PR #350, opened 2022-10-04
Optimize column integral calculation 

elynnwu:
## Purpose

This PR makes the calculation of column integrated tracers faster.

## Code changes:

- diagnostics: use quantity np sum instead of native python sum

## Checklist

### DIFF
--- a/driver/pace/driver/diagnostics.py
+++ b/driver/pace/driver/diagnostics.py
@@ -4,8 +4,6 @@ import warnings
 from datetime import datetime, timedelta
 from typing import List, Optional, Union
 
-from sympy import ShapeError
-
 import pace.driver
 import pace.dsl
 import pace.stencils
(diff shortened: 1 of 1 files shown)


driver/pace/driver/diagnostics.py
```diff
@@ -177,7 +177,7 @@ def _compute_column_integral(
     if len(q_in.shape) < 3:
         assert ShapeError(f"{name} does not have vertical levels.")
     column_integral = pace.util.Quantity(
-        sum(
+        q_in.np.sum(
             q_in.data[:, :, k] * delp.data[:, :, k]
             for k in range(q_in.metadata.extent[2])
         ),
```
mcgibbon, line 183: I think it will only be faster if you do something like
```suggestion
        q_in.np.sum(
            q_in.data[:, :, q_in.origin[2]:q_in.origin[2] +q_in.extent[2]] * delp.data[:, :, q_in.origin[2]:q_in.origin[2] +q_in.extent[2]]
        ),
```
You should consider putting the weird slice thing in a `k_slice = slice(q_in.origin[2], q_in.origin[2] + q_in.extent[2]` object and adding a `if q_in.dims[2] != Z_DIM: raise NotImplementedError("this function assumes the z-dimension is the third dimension")`

driver/pace/driver/diagnostics.py
```diff
@@ -174,13 +172,13 @@ def _compute_column_integral(
         q_in: tracer mixing ratio
         delp: pressure thickness of atmospheric layer
     """
-    if len(q_in.shape) < 3:
-        assert ShapeError(f"{name} does not have vertical levels.")
+    if q_in.dims[2] != pace.util.Z_DIM:
+        raise NotImplementedError(
+            "this function assumes the z-dimension is the third dimension"
+        )
```
jdahm, line 178: Does `q_in` always have 3 dims so that indexing `[2]` directly does not raise an `IndexError`? Maybe make this
```python
assert len(q_in.dims) > 2
if q_in.dims[2] != pace.util.Z_DIM:
```

but maybe that's already assumed throughout the code.

elynnwu: updated

jdahm (approved):
Looks great!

....................

# Your instructions
For this exercise, return every line from the data that holds the string "ShapeError".

# Solved exercise
-from sympy import ShapeError
         assert ShapeError(f"{name} does not have vertical levels.")
-        assert ShapeError(f"{name} does not have vertical levels.")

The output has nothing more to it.